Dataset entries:

- - -

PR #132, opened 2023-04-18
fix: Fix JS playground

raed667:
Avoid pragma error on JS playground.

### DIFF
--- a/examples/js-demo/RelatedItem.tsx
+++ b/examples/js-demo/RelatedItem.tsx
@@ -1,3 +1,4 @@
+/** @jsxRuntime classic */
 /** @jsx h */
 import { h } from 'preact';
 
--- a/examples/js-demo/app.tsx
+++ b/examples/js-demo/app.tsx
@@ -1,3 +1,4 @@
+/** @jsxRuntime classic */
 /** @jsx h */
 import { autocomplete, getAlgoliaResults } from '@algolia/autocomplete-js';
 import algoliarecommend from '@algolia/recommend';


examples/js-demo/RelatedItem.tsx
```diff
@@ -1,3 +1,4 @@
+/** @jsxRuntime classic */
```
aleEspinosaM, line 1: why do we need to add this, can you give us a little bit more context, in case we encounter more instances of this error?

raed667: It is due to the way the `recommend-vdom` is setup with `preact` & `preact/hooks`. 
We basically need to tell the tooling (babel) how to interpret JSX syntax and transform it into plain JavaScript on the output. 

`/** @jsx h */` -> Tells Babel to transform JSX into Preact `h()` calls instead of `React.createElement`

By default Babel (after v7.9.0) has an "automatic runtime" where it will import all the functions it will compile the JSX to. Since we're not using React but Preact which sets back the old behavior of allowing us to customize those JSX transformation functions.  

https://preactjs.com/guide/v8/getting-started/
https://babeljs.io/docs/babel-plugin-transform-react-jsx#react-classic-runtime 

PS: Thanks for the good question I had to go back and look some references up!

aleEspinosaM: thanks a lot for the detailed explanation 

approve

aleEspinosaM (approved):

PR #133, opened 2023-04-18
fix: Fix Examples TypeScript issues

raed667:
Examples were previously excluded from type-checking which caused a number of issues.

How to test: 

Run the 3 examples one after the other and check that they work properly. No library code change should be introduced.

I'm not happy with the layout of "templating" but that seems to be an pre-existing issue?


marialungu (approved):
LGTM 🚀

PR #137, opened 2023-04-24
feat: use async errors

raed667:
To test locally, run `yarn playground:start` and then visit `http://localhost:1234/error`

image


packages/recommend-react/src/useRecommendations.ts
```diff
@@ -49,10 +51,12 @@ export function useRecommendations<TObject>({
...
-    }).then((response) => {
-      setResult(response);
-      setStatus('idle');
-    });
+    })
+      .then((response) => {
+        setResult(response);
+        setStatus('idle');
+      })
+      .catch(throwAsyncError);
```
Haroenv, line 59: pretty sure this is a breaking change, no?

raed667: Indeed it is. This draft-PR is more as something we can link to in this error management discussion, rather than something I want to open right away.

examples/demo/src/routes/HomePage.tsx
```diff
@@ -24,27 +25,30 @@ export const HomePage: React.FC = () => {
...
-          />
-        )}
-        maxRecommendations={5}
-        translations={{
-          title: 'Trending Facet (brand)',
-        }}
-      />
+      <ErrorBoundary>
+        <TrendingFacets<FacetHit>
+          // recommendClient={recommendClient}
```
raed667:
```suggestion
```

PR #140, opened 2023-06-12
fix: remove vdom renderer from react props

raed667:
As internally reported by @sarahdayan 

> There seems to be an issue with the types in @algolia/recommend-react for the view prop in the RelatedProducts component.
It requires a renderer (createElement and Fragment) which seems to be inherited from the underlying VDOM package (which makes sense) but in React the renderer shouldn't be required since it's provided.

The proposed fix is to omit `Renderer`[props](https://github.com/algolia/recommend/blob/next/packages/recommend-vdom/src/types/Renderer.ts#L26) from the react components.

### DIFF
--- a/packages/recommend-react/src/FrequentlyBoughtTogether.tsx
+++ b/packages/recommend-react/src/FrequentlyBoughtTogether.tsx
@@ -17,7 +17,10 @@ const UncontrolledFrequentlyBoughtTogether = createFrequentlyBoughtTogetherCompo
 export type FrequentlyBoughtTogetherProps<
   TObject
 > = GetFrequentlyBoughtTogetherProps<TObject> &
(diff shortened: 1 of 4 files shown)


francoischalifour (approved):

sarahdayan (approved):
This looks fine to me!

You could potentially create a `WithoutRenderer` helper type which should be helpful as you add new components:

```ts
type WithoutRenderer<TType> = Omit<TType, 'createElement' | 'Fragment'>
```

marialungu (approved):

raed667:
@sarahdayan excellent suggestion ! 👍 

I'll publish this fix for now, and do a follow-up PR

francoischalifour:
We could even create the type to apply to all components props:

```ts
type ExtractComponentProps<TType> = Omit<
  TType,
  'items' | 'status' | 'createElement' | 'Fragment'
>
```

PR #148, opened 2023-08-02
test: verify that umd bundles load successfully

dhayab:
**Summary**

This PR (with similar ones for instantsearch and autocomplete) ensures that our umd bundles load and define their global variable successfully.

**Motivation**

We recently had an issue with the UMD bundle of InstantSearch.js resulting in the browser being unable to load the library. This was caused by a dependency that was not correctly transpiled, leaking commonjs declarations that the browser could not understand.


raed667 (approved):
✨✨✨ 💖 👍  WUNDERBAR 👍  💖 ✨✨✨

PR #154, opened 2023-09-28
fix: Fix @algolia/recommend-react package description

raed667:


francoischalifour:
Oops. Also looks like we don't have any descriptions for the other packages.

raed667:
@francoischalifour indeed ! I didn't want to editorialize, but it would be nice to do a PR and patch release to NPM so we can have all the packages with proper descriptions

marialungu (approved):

- - -

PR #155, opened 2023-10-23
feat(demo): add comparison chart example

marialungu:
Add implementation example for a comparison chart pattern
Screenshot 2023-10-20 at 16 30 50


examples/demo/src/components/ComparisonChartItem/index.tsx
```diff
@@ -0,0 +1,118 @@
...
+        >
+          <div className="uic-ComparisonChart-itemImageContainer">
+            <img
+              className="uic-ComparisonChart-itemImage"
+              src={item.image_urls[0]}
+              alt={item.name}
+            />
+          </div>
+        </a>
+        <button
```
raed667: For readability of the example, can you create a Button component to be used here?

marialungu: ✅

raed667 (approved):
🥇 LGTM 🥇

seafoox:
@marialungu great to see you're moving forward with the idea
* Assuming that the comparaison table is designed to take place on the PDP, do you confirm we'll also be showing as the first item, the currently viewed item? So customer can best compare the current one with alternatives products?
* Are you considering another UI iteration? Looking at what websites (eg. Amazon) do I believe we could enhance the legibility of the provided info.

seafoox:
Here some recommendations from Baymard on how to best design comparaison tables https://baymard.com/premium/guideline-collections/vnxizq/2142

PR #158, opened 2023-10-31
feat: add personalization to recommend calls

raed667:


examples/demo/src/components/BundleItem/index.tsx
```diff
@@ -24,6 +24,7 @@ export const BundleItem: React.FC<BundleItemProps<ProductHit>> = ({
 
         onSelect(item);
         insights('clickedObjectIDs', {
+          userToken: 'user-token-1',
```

- - -

■ **Your objective**
Copy every line of the records above that contains "francoischalifour".

■ **Response to this exercise**
francoischalifour (approved):
francoischalifour:
francoischalifour:
@francoischalifour indeed ! I didn't want to editorialize, but it would be nice to do a PR and patch release to NPM so we can have all the packages with proper descriptions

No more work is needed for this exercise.